Case ID: so2d_62/html/0027-01.html
Source: Caselaw Access Project
Author: {"author": "THOMAS, Justice.", "license": "Public Domain", "url": "https://static.case.law/"}
Date Created: 2024-08-24T03:29:51.129683

CITY OF WEST PALM BEACH v. PITTMAN et al.
    Supreme Court of Florida, Special Division A.
    Dec. 19, 1952.
    Drew, Burns, Middleton & Rogers, West Palm Beach, for appellant.
    Baynes, Garman & Phillips, West Palm Beach, for appellees.
   THOMAS, Justice.

The appellees were successful in their action against the appellant to recover for damage to their building charged to have been solely caused by the careless and negligent excavation in a street by the defendant. In the two pleas pertinent to a decision by this court the defendant pleaded that it was not guilty and that the damage was caused solely by an act of God — a tropical hurricane.

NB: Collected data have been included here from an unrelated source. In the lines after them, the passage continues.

PR #1981, opened 2023-08-15
fix: Use weak references to elements inside of interceptor objects

mykola-mokhnach:
## Change list

This is a quick and poorly tested approach to address https://github.com/appium/appium/discussions/18860#discussioncomment-6731006
 
## Types of changes

### DIFF
--- a/src/main/java/io/appium/java_client/pagefactory/AppiumElementLocator.java
+++ b/src/main/java/io/appium/java_client/pagefactory/AppiumElementLocator.java
@@ -155,8 +155,8 @@ class AppiumElementLocator implements CacheableLocator {
 
         SearchContext searchContext = getSearchContext()
                 .orElseThrow(() -> new IllegalStateException(
-                        String.format("The element %s is not locatable anymore " +
-                                "because its context has been garbage collected", by)
+                        String.format("The element %s is not locatable anymore "
+                                + "because its context has been garbage collected", by)
                 ));
 
         By bySearching = getBy(this.by, searchContext);
@@ -181,8 +181,8 @@ class AppiumElementLocator implements CacheableLocator {
 
         SearchContext searchContext = getSearchContext()
                 .orElseThrow(() -> new IllegalStateException(
-                    String.format("Elements %s are not locatable anymore " +
-                            "because their context has been garbage collected", by)
+                    String.format("Elements %s are not locatable anymore "
+                            + "because their context has been garbage collected", by)
                 ));
 
         List<WebElement> result;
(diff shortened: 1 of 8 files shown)


src/main/java/io/appium/java_client/pagefactory/AppiumElementLocator.java
```diff
@@ -46,10 +48,36 @@ class AppiumElementLocator implements CacheableLocator {
...
+     * using @AndroidFindBy (-s), @iOSFindBy (-s) and @FindBy (-s) annotation
+     * sets
+     *
+     * @param searchContextReference     The context reference to use when finding the element
+     * @param by                         a By locator strategy
+     * @param shouldCache                is the flag that signalizes that elements which
+     *                                   are found once should be cached
+     * @param duration                   timeout parameter for the element to be found
+     */
+    public AppiumElementLocator(
```
valfirst, line 68:
```suggestion
    AppiumElementLocator(
```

The judge charged the jury quite properly on the governing law where an act of God and negligence of a person combine to injure another, namely, that the defendant will be liable for the whole loss if his negligence proximately caused it. Indeed, no criticism is now offered of the judge’s statement of the law.

The principal complaint here is that there was an inconsistency between the allegations of the declaration and the evidence offered to support them. It is contended that plaintiffs’ having alleged that the lone cause of the damage was the defendant’s negligence and the defendant’s having pleaded that the sole cause of the damage was an act of God, an issue whether it was one or the other was created; and when the issue of combined fault was injected a variance immediately arose because the plaintiffs had not averred anything about concurrent causes.

We have no thought of departing from the ancient rule that allegations and proof must coincide, but its application in favor of appellant and the consequent reversal of the judgment are not justified by the record.

We can only wonder how testimony about damage to a building from defendant’s negligence, and damage to the same building by an act of God could be so separated in the minds of judge and jurors at one trial that the causes of damage would never blend. And we further wonder why a plaintiff should be required to aver that there was not only negligence on the part of the defendant, but also damage due to an act of God when he could recover by establishing the first, despite the presence of the second.

If we accept appellant’s view we must invoke the rule that the allegata and probata must correspond even though that part of the latter which is not embraced or contemplated in the former would not vary the true issue or change the result.

But we need not make any further academic excursion on the subject in view of the portion of the record we have not yet mentioned. There was a pretrial conference, and the attorneys could not have left it with any doubt about the issues with which each was to be concerned and the jury was to deal.

The memorandum of the conference signed by the circuit judge bears a statement about the plaintiffs’ claim being one for damage caused by an excavation by the city in August, 1947. Immediately following was a statement that in the next month “a severe hurricane visited the community, and it is plaintiffs’ contention that any damage caused by the hurricane should be considered with the damage caused by the excavation, in accordance with principals [sic] announced in Starling v. City of Gainesville, 90 Fla. 613, 106 So. 425”; and then the statement that “Defendant denies * * * it is liable for either damage alleged to have been caused by the excavation or by the hurricane.” Finally, it was recorded in the memorandum that the court would charge the jury “regarding the effect of any damage as caused by the hurricane * * *.”

Considering the averments of declaration and plea, and the record of the pretrial conference we cannot agree that justice demands a reversal of the judgment, or that the rule requiring agreement between allegations and proof will suffer from such a decision simply because the plaintiffs did not allege that the damage was occasioned ■both by defendant’s, negligence and an act of God instead of only the former.

Affirmed.

SEBRING, C. J., ROBERTS, J., and FABISI'NSKI, Associate Justice, concur.